PR #205, opened 2016-06-14
Xcode 8 support

soffes:
Guessing you don't want to merge this yet, but thought I'd PR anyway so you have it if you want it down the road. Thanks for all of your work on this!

### DIFF
--- a/Source/SSLSecurity.swift
+++ b/Source/SSLSecurity.swift
@@ -139,9 +139,9 @@ public class SSLSecurity {
         }
         var policy: SecPolicyRef
         if self.validatedDN {
-            policy = SecPolicyCreateSSL(true, domain)
+            policy = SecPolicyCreateSSL(true, domain)!
         } else {
-            policy = SecPolicyCreateBasicX509()
+            policy = SecPolicyCreateBasicX509()!
         }
         SecTrustSetPolicies(trust,policy)
         if self.usePublicKeys {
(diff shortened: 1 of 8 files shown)


Source/SSLSecurity.swift
```diff
@@ -139,9 +139,9 @@ public class SSLSecurity {
         }
         var policy: SecPolicyRef
         if self.validatedDN {
-            policy = SecPolicyCreateSSL(true, domain)
+            policy = SecPolicyCreateSSL(true, domain)!
```
soffes: I feel bad about this, but wanted to get it going quickly.

daltoniam:
Thanks! Agreed, it should probably be in its own branch for now. I started working on a Swift 3 version here: 
https://github.com/daltoniam/Starscream/tree/swift3
That was before xCode 8 was out, just a nightly release build. I think there will need to be a few breaking changes to be inline with the Swift 3 changes (such as `writeString` and `writeData` just being `write` because of the first parameter now being include.) I'll make sure to cross reference your changes to see if I missed anything with the official swift 3/xCode 8. Thanks again.

soffes:
@daltoniam no worries!

I made good progress here the other day: https://github.com/usecanvas/Starscream/tree/swift3

daltoniam:
Ah very nice! I like those changes, would like to pull them when they are ready. We are getting much closer to a GM release so I am hoping to take some time soon to solidify everything for the Swift 3 release.

soffes:
There's only 2 issues left. Both are related to pointer math. All of that is a little scary to me, so I'll let you take it from here if you want.

daltoniam:
Fair enough. Thanks!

☆ ☆ ☆ ☆ ☆

PROBLEM: Search the data above for the word "changes", then gather each line in which it appears.

RESPONSE TO THE TASK:
That was before xCode 8 was out, just a nightly release build. I think there will need to be a few breaking changes to be inline with the Swift 3 changes (such as `writeString` and `writeData` just being `write` because of the first parameter now being include.) I'll make sure to cross reference your changes to see if I missed anything with the official swift 3/xCode 8. Thanks again.
Ah very nice! I like those changes, would like to pull them when they are ready. We are getting much closer to a GM release so I am hoping to take some time soon to solidify everything for the Swift 3 release.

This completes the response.